Ей навстречу распахнулись теплые и надежные объятия человека, которому она безгранично верила и которого очень любила. Странно: тысячу раз она говорила это слово и себе, и Гасу, но ни разу — тому, другому. И все же вышла за того. Другого…

Не думать, не вспоминать, забыть. Да и нет ничего, только тепло и ослепительный свет под веками, только теплое кольцо рук и губы, пьющие твое дыхание, твой смех или плач, или песню, или стон — я люблю тебя!

И когда свет стал нестерпимым, а губы — жадными, тогда куда-то делись и одежда, и диван, и вообще все в мире куда-то делось, а остались двое юных и бесконечно влюбленных людей.

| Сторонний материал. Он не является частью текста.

PR #2938, opened 2024-06-27
Use `Exit.succeed` when body extraction is side-effect free

kyri-petrou:
When the server evaluates a ZIO effect, if the effect is an `Exit` (i.e., its value is known without evaluating the effect) then we shortcut the effect forking and respond immediately within Netty's event loop.

The issue this PR is trying to address is that this shortcut optimization is currently only possible with `GET` requests. Any kind of request that requires us to extract the body of the request immediately becomes effectful due to `ZIO.succeed`. With this change, we allow for POST requests to also be shortcut by returning an `Exit` when there are no side-effects or copying of arrays that are being captured by `ZIO.succeed`

### DIFF
--- a/zio-http/shared/src/main/scala/zio/http/Body.scala
+++ b/zio-http/shared/src/main/scala/zio/http/Body.scala
@@ -383,13 +383,13 @@ object Body {
   ) extends Body
       with UnsafeBytes { self =>
 
-    override def asArray(implicit trace: Trace): Task[Array[Byte]] = ZIO.succeed(data.toArray)
+    override def asArray(implicit trace: Trace): Task[Array[Byte]] = Exit.succeed(data.toArray)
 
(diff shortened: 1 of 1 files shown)


zio-http/shared/src/main/scala/zio/http/Body.scala
```diff
@@ -531,8 +531,8 @@ object Body {
 
   }
 
-  private val zioEmptyArray = ZIO.succeed(Array.empty[Byte])(Trace.empty)
+  private val zioEmptyArray = Exit.succeed(Array.emptyByteArray)
```
kyri-petrou, line 534: Note on this: Empty arrays are effectively immutable because they have a fixed length of 0, and so they cannot be mutated

jdegoes (approved):
Clever, I like it!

Одно на двоих дыхание, и доверчивый вздох на твоей груди, и гордость, растущая внутри тебя, перехлестывающая через край и затопившая тебя с головой…

Это — моя любимая. И если молоко ее и мед для меня, то как стану слабым? Как уйду? Как остановлюсь?

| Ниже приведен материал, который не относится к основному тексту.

PR #2944, opened 2024-07-06
Expose config option for avoiding context switching when handling requests

kyri-petrou:
In a previous issue (see #2577), I highlighted two issues with using `runOrFork` to run effects within Netty's event loop; one related to using a Loom-based executor and the other regarding CPU-heavy work. This was subsequently fixed by #2782. 

However, after reflecting some more on this, I think a better approach would have been to make this behaviour configurable and give users the option to avoid context switching by running effects within Netty's event loop until the first async/blocking boundary if they wish so. This gives the option to _very_ advanced users to have more fine-grained control over when effect execution is passed on to ZIO's executor (they can force the switch by using `ZIO.yieldNow`)

I tried to document the caveats of enabling this option as well as possible, and disabled it by default. Please let me know if you have any recommendations on the naming or how we propagate the config.

PS: I'm a bit conflicted whether this option belongs in the `Server.Config` or `NettyConfig`. On one hand, I think it's more related to the ZIO-Netty integration, but on the other hand this option is only used for the Server whereas the `NettyConfig` is shared for the server/client. @jdegoes let me know what you think


jdegoes:
@kyri-petrou Looks good to me. I would probably put it in `Server.Config`, on grounds that while it is definitely Netty related, an option like this could make sense in any backend.

kyri-petrou:
@jdegoes sounds good, I moved that param to `Config` and changed the documentation to "IO thread-pool"

987Nabil (approved):

PR #2946, opened 2024-07-07
Allow configuring a default Middleware that applies to all applications

### LINKED ISSUE #2835: Improve OpenTelemetry integration so traces include path
When using the OTEL agent with ZIO-http, we get the benefit of existing Netty instrumentation. This means traces are started/stopped and propagated correctly, but there's a problem.
The server trace names contain only the HTTP method (which is useless, we need the route in the trace name).

From what I can tell, we're hitting the same issue as described here https://github.com/open-telemetry/opentelemetry-java-instrumentation/issues/8613

We need to add instrumentation to the OTEL agent that provides the span name.
This involves hooking into specific classes and methods in ZIO-http.

Someone from the core team decides if there's enough stability in the internal API to hook into it with the OTEL java agent.

And if there is, you can provide me the classes/methods where I can see the matched route and I'll try and add the required instrumentation to OTEL.

Someone from the core team writes a plugin and I don't have to do anything? :D

kyri-petrou:
/closes #2835
/claim #2835

In order to allow OTEL and other 3rd party tooling to integrate with ZIO HTTP without requiring changes to user code, we can expose a `FiberRef` that allows setting a Middleware (or more accurately, a HandlerAspect) via a `FiberRef`. This `FiberRef` is applied to an app when we install it. 

This FiberRef can then be used in 2 different ways AFAICT:
1. Set its value via a ZLayer and use it in the application bootstrap
2. Use a javaagent to change the definition of this FiberRef and set its default value to something else.

(2) is extremely similar to how Kamon instruments ZIO 2 applications via the `Runtime.defaultSupervisor` FiberRef (see [here](https://github.com/kamon-io/Kamon/blob/master/instrumentation/kamon-zio-2/src/main/scala/kamon/instrumentation/zio2/ZIO2Instrumentation.scala)).

I think this approach is one of the safest as it doesn't require instrumentation to alter internal classes, and it's likely the most performant as adds 0 overhead under the default operation, and any overhead added by javaagent is incurred only during the app initialization.

@987Nabil let me know what you think of this approach. AFAICT it should get the job done, while also being the least intrusive and easiest to maintain approach I can think of.

### DIFF
--- a/zio-http/jvm/src/main/scala/zio/http/netty/server/NettyDriver.scala
+++ b/zio-http/jvm/src/main/scala/zio/http/netty/server/NettyDriver.scala
@@ -54,12 +54,13 @@ private[zio] final case class NettyDriver(
     } yield StartResult(port, serverInboundHandler.inFlightRequests)
 
   def addApp[R](newApp: Routes[R, Response], env: ZEnvironment[R])(implicit trace: Trace): UIO[Unit] =
-    ZIO.fiberId.map { fiberId =>
+    ZIO.fiberId.zipWith(Driver.defaultMiddleware.get) { (fiberId, middleware) =>
       var loop = true
       while (loop) {
         val oldAppAndRt     = appRef.get()
         val (oldApp, oldRt) = oldAppAndRt
-        val updatedApp      = (oldApp ++ newApp).asInstanceOf[Routes[Any, Response]]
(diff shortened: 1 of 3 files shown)


kyri-petrou:
Closing as it seems that it's not really resolving the issue - Issue seems to be related to netty not being instrumented properly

Потолок опрокидывается в бесконечность, звезды отражают счастливый вздох, и ангелы на небесах эхом откликаются двум первым и единственным людям на земле:

Я люблю тебя.

Я люблю тебя.

Навсегда.

Дейзи открыла глаза. Золото утра расчертило белый потолок, приласкало широкие листья пальмы и медленно ползло к босой девичьей ноге. Благодаря немалому умственному усилию, а также шевелению пальцами, Дейзи поняла, что босая нога — ее собственная.

Потом она приподняла одеяло — и увидела, что босая не только нога, но и вся, так сказать, Дейзи. Собственная нагота не смутила ее, как раньше, и Дейзи решительно откинула одеяло.

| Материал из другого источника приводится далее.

PR #2947, opened 2024-07-08
Rework Endpoint authentication

### LINKED ISSUE #2888: Replace Endpoint middleware concept with Security concept
Right now, we cannot enforce that endpoint middleware is actually implemented (it's a very complicated problem that cannot be solved in time for release). Simultaneously, we cannot document security requirements of endpoints.

To fix this issue, we should instead use a `sealed trait AuthType`, or similar, which is placed into `Endpoint`. Based on this, we can generate OpenAPI documentation, as well as potentially even leverage this information in the automatic HTTP client.

```scala
sealed trait AuthType {
  type ClientRequirements
  type ServerRequirements
}
object AuthType {
  case object Basic extends AuthType {
    type ClientRequirements = ...
    type ServerRequirements = ...
  }
  ... 
}
```

Note that endpoint auth type would still be a type parameter, albeit constrained (Z <: AuthType). The reason is to statically retain the type members inside the `AuthType` value, so they can be used by client and server.

This requires more R&D but should address all of the issues with endpoint middleware that we have, currently. The question is, can we do it in time? 😄

987Nabil:
@jdegoes This is still a draft, because I want some feedback, but have some tidy up work to do and add all auth options.

The idea behind the design is:
- AuthType at Endpoint defines what kind of authorization header is expected
- the server impl adds automatically a check for the existence of the authorization header and validates the format based on the set `AuthType`
- creating client invocations requires to set the authorization header via one of our typed values `Header.Authorization.XXX`. Which of these is required is defined in `AuthType.ClientRequirement`

For documentation purposes, all auth related information should be part of `AuthType`. We could add here also meta information like scopes. 

wdyt?

fixes #2888 
/claim #2888


zio-http/shared/src/main/scala/zio/http/endpoint/Endpoint.scala
```diff
@@ -30,6 +30,18 @@ import zio.http._
...
+sealed trait AuthType {
+  type ClientRequirement
+}
+
+object AuthType {
+  type None = None.type
+
+  case object None   extends AuthType { type ClientRequirement = Unit                        }
+  case object Basic  extends AuthType { type ClientRequirement = Header.Authorization.Basic  }
+  case object Bearer extends AuthType { type ClientRequirement = Header.Authorization.Bearer }
```
guersam: FYI, there could the some more use cases:
1. Custom header like `X-API-Key`. The header name can vary.
2. Combination of multiple auth types: I have some endpoints that support both Bearer and `X-API-Key`.
3. I don't have that kind of use case, but there might be needs for cookie based authentication, when the endpoint need to support plain web browsers.

987Nabil: Thanks for the feedback. I want to get comments about the general design. But we can make auth type a FP DSL with fallback. And I want to add more options for sure. Maybe we can make it work that users can define custom auth types. We actually only need the ClientRequirement and a Codec fo the server. But this all depends on the `authorization` header.
A more generic solution would then also need to define the header type and the client requirement/codec would need to use this header type. This would still work. The question is, if it is worth the effort.

guersam: Sure, take you time. I just wanted to inform my use cases that may affect the design e.g. multiple auth types, not to force you to add all the missing stuff right now :sweat_smile:

In general, I think replacing endpoint middleware with dedicated auth input is way more practical, because it was alway difficult to imagine a general endpoint middleware that takes into account server, client, and documentation with necessary type juggling that may affect all the type members.

swoogles:
@jdegoes Is this still on your radar? If this is truly the last major issue blocking the final RC, it would be great to get @987Nabil some of the feedback he's looking for.

jdegoes:
@987Nabil This is the sort of approach I was envisioning. It looks directionally correct and a big cleanup. Do you need any assistance with anything in particular?

987Nabil:
@jdegoes I just wanted to know if I am walking the right path. I'll continue then and let you know when it is ready for review

zio-http/shared/src/main/scala/zio/http/endpoint/Endpoint.scala
```diff
@@ -27,9 +27,66 @@ import zio.schema._
 
 import zio.http.Header.Accept.MediaTypeWithQFactor
 import zio.http._
+import zio.http.codec.HttpCodecType.{RequestType, ResponseType}
 import zio.http.codec._
 import zio.http.endpoint.Endpoint.{OutErrors, defaultMediaTypes}
 
+sealed trait AuthType { self =>
```
guersam: Nitpick: I think it deserves its own file now.

zio-http/jvm/src/test/scala/zio/http/endpoint/AuthSpec.scala
```diff
@@ -44,6 +63,201 @@ object AuthSpec extends ZIOSpecDefault {
...
+              .forkDaemon
+              .catchAllCause(c => ZIO.logInfoCause(c)) <* ZIO.sleep(1.seconds)
+            responseBasic  <- responseBasic
+            responseBearer <- responseBearer
+          } yield assertTrue(responseBasic == "admin" && responseBearer == "bearer-admin")
+        },
+        test("Auth from query parameter with context and endpoint client") {
+          val endpoint = Endpoint(Method.GET / "test" / "query")
+            .out[String](MediaType.text.`plain`)
+            .auth(AuthType.Custom(HttpCodec.query("token")))
```
guersam, line 193: :+1:

zio-http/jvm/src/test/scala/zio/http/endpoint/AuthSpec.scala
```diff
@@ -44,6 +63,201 @@ object AuthSpec extends ZIOSpecDefault {
...
+              .forkDaemon
+              .catchAllCause(c => ZIO.logInfoCause(c)) <* ZIO.sleep(1.seconds)
+            response <- response
+          } yield assertTrue(response == "admin")
+        },
+        test("Auth basic or bearer with context and endpoint client") {
+          val endpoint =
+            Endpoint(Method.GET / "test" / "multiAuth")
+              .out[String](MediaType.text.`plain`)
+              .auth(AuthType.Basic | AuthType.Bearer)
```
guersam, line 159: :clap:

guersam (commented):
Brilliant!

zio-http/jvm/src/test/scala/zio/http/endpoint/AuthSpec.scala
```diff
@@ -44,6 +63,201 @@ object AuthSpec extends ZIOSpecDefault {
...
+          val routes   =
+            Routes(
+              endpoint.implementHandler(handler((_: Unit) => withContext((ctx: AuthContext) => ctx.value))),
+            ) @@ basicOrBearerAuthContext
+
+          val responseBasic = for {
+            client <- ZIO.service[Client]
+            locator    = EndpointLocator.fromURL(url"http://localhost:8080")
+            executor   = EndpointExecutor(client, locator)
+            invocation = endpoint(Left(Header.Authorization.Basic("admin", "admin".reverse)))
```
guersam, line 169: Out of curiosity, would it possible to replace it with some kind of tagged union to avoid nested `Either`?

Scala 3 has union type and `scala.reflect.TypeTest` but I'm not sure of the Scala 2 equivalent.

987Nabil: We can add a Scala 3 specific variant of the or. Like in zio-schema
https://github.com/zio/zio-schema/blob/5a276f7417b3039f46da7c85ca41e00c4f993be0/zio-schema/shared/src/main/scala-3/zio/schema/package.scala#L15

jdegoes (approved):

jdegoes:
@987Nabil Going to merge. However, with an endpoint that requires authentication, it should be mandatory to supply the authentication information to the typesafe Endpoint client. This is not currently implemented, but I think it's a big enough PR to merge anyway.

Дальше обнаружился Гас. Тоже совершенно голый и мирно спящий между Дейзи и спинкой замечательного дивана. Его рука обвивала бедра Дейзи, и почему-то это казалось очень значительным и приятным. Нет, не приятным. Единственно возможным.

Дейзи осторожно коснулась спутанных темных волос и беззвучно рассмеялась от счастья. Теперь ей было ни к чему вспоминать эротические сны и ходить к сексопатологам. Сегодня ночью Дейзи Сэнд стала настоящей женщиной, испытала самый настоящий и полноценный оргазм и проснулась совершенно счастливой. Рядом с мужчиной, которого любила и в котором была уверена на все сто тысяч процентов.

Солнце подползало все ближе. Дейзи показала солнцу язык и мирно заснула.

Они позавтракали на крыльце, часа в три дня. Соседке Гас помахал рукой и крикнул:

— Миссис Типоти, это моя жена! Будущая.

— Очень рада за вас, Гас, и за вас, мисс Дейзи. Желаю счастья.

Они ели тосты с медом, и мед капал с горячего хлеба, а чай благоухал лимоном, птицы пели и жизнь была прекрасна.

Потом Гас подобрал ей обувь — ее же собственные теннисные туфли пятилетней давности — и серьезно посмотрел на свою любимую.

— Послушай меня, мой Храбрый Заяц…

— Не хочу слушать. Хочу еще меда.

— Ты сейчас останешься одна и будешь есть столько меда, сколько влезет. А я поеду к твоему адвокату и все выясню.

— Мистеру Бленчли вполне можно просто позвонить. А вот поедешь не ты и не туда. Поеду я. К Эшкрофтам. Там мои вещи.